El agua de grifo está muy contaminada por plomo en muchos países. Principalmente en Europa y Estados Unidos. El plomo también llega a los mantos acuíferos a través de la basura, tanto la producida en casa como en los tiraderos industriales.

El arsénico es otro veneno presente con regularidad en el agua y estrictamente vigilado por distintos gobiernos. 

La radioactividad es otra amenaza que se transmite por agua potable. Lo más amenazante de la radioactividad en el agua es su desplazamiento, contrario a lo que ocurre en la tierra, donde la radiación es relativamente contenida por la arcilla, en el agua sigue viajando indefinidamente, causando mutaciones, cánceres y daños genéticos a millones de kilómetros.

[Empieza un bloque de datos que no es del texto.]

PR #480, opened 2026-07-14
feat(dialect): add Hipsr_DpsOp shaped-op base class

mingyueliuh:
Add `Hipsr_DpsOp`, the base class for shaped compute ops (MatMul, Add, ...). Each op built on it:

- carries a shape region (region 0) terminated by `hipsr.shape_yield`, via the `SingleBlockImplicitTerminator<"ShapeYieldOp">` trait;
- implements `ShapeRegionInterface` (single source of truth for shape computation; each op provides `populateShapeRegion()`);
- uses destination-passing style (`DestinationStyleOpInterface`, `getDpsInitsMutable` op-defined);
- yields `Variadic<AnyRankedTensor>` results.

Regular and StartBarrier ops use exactly this one shape region; EndBarrier ops (which also need a capacity shape region) will extend it separately.

No concrete op uses the base yet, so it generates no code — this is pure scaffolding. The first shaped op (`hipsr.matmul`) will exercise the shape-region / reify / DPS path end-to-end (and add lit coverage) in a follow-up.

## Test plan

- Build passes; TableGen resolves the base class's interface/trait/type references.
- LIT suite green (0 failures).

### DIFF
--- a/include/hip/Dialect/Hipsr/IR/HipsrOps.td
+++ b/include/hip/Dialect/Hipsr/IR/HipsrOps.td
@@ -7,8 +7,10 @@
 #define HIPSR_OPS
 
 include "mlir/IR/OpBase.td"
+include "mlir/Interfaces/DestinationStyleOpInterface.td"
 include "hip/Dialect/Hipsr/IR/HipsrDialect.td"
 include "hip/Dialect/Hipsr/IR/HipsrTypes.td"
+include "hip/Dialect/Hipsr/IR/HipsrShapeRegionInterface.td"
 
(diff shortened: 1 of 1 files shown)


wcy123 (approved):
LGTM. Clean base class design:

- Shape region structure enforced via `SingleBlockImplicitTerminator<"ShapeYieldOp">`
- Interface contracts clear (populateShapeRegion + getDpsInitsMutable)
- Proper trait composition with `!listconcat`
- DPS pattern correctly applied

Ready for first concrete op (hipsr.matmul) to exercise the full path.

Se calcula que derrames radioactivos como los de Chernobyl o Fukushima tendrán efectos en la salud durante 300 años.

También el aluminio en el agua es una amenaza real, que sin embargo es vigilada en muy pocos lugares. Sólo Canadá y Australia tienen reglamentaciones estrictas sobre los niveles de aluminio en el agua, y se estima que en algunos países supera hasta en 6 mil por ciento las dosis consideradas seguras.

Tristemente, los métodos tradicionales de purificación del agua no eliminan por completo estos contaminantes; en cambio, sí se deshacen de nutrientes esenciales en el agua, como el boro y otros minerales benéficos. El boro es un nutriente esencial que, por primera vez en la historia de la humanidad, se está volviendo difícil de conseguir.